SUPPLIED INFORMATION:

PR #312, opened 2017-04-28
Add assertthat to Imports: section of DESCRIPTION

fritzo:
This adds the [assertthat](https://cran.r-project.org/web/packages/assertthat/index.html) package in preparation for adding many more assertions to our codebase.

## Why?
The `asserthat` package makes it easier to add preconditions and postconditions in code. In particular, it encourages custom assertions rather than verbose `if(-)stop(-)` syntax, which improves readability.

Roughly half of NIMBLE's issues appear to be of the form "poor error reporting in circumstance ___". I believe NIMBLE could benefit from having many more assertions of pre- and post-conditions to detect errors closer to where they occur. I've personally wasted half of today diagnosing an error that was detected only distantly from where it occurred.

## Caveats
This package is still beta (version 0.2.0).

### DIFF
--- a/.travis.yml
+++ b/.travis.yml
@@ -19,6 +19,7 @@ install:
 ##  - Rscript -e "install.packages('devtools', repos = 'http://cran.us.r-project.org')"
   - Rscript -e "install.packages('igraph', repos = 'http://cran.us.r-project.org')"
   - Rscript -e "install.packages('coda', repos = 'http://cran.us.r-project.org')"
+  - Rscript -e "install.packages('assertthat', repos = 'http://cran.us.r-project.org')"
   - Rscript -e "install.packages('testthat', repos = 'http://cran.us.r-project.org')"
   - Rscript -e "install.packages('mvtnorm', repos = 'http://cran.us.r-project.org')"  ## needed for test-distributions.R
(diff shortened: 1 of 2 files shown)


paciorek:
Yes, I've experienced this a lot when I write nimbleFunctions and models. I
think we may want to have a focused meeting where we try to think about a
general strategy for better detection and reporting of errors.

I made some efforts in this direction when I added a bunch of checking of
dimensionality for models. Would be nice to have more checking / reporting
on nimbleFunctions too.

fritzo:
@paciorek Are you ok with adding this dependency?

I'd also be happy to give a 10-minute lecture on [Hoare logic](https://en.wikipedia.org/wiki/Hoare_logic) and assertions during some team meeting. It really improves health if everyone makes a habit of write assertions, so that ~15% of all code is assertions.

TRY IT: Copy task for the entries above: every line with the string "paciorek".

TASK OUTPUT:
paciorek:
@paciorek Are you ok with adding this dependency?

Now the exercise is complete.